To start off, if this sounds at all familiar, I am actually picking up on a project that has been experiencing this issue since v0.12.15. The person working on the software at the time created a post about the problem in the Github issue section. For whatever reason he did not follow up on the problem, and the software has been running on Bokeh version 0.12.14 ever since. Since I have picked up the project I’ve attempted to run it using more recent Bokeh versions hoping that the problem may have not persisted, but all versions after 0.12.14 seem to exhibit the same problem.
In summary, we use a ColumnDataSource to stream new values to two Bokeh plots, currently updating at about 5 Hz. Using Bokeh version 0.12.14 and older, we can successfully stream data for days at a time with the plot updating accordingly.

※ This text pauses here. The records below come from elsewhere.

PR #5522, opened 2024-12-10
PS-9416 (8.4) better kmip error messages

lukin-oleksiy:


percona-ysorokin (approved):
LGTM

PR #5523, opened 2024-12-11
PS-9416 better kmip error messages (9.x )

lukin-oleksiy:


percona-ysorokin (approved):
LGTM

However, when using version 0.12.15 or newer (tested through 1.3.4) the plot will stop updating after some intermittent time period usually between 10-25 minutes despite continuing
stream() calls. When this freeze occurs, the Bokeh server process continues running, but seems to be unresponsive.
As suggested by Bryan on the Github issue post, I began by bisecting the dev builds between the 0.12.14 and 0.12.15 releases. I was able to narrow down the change as occuring between 0.12.15dev2 and 0.12.15dev3. From there I was able to further narrow down the problem to a single commit: 3ede9f0. Whatever is causing the problem seems to be tied to a specific change to the WsHandler in
@gen.coroutine def write_message(self, message, binary=False, locked=True): ''' Override parent write_message with a version that acquires a write lock before writing. ''' def write_message_unlocked(): future = super(WSHandler, self).write_message(message, binary) # don't yield this future or we're blocking on ourselves! raise gen.Return(future) if locked: with (yield self.write_lock.acquire()): write_message_unlocked() else: write_message_unlocked()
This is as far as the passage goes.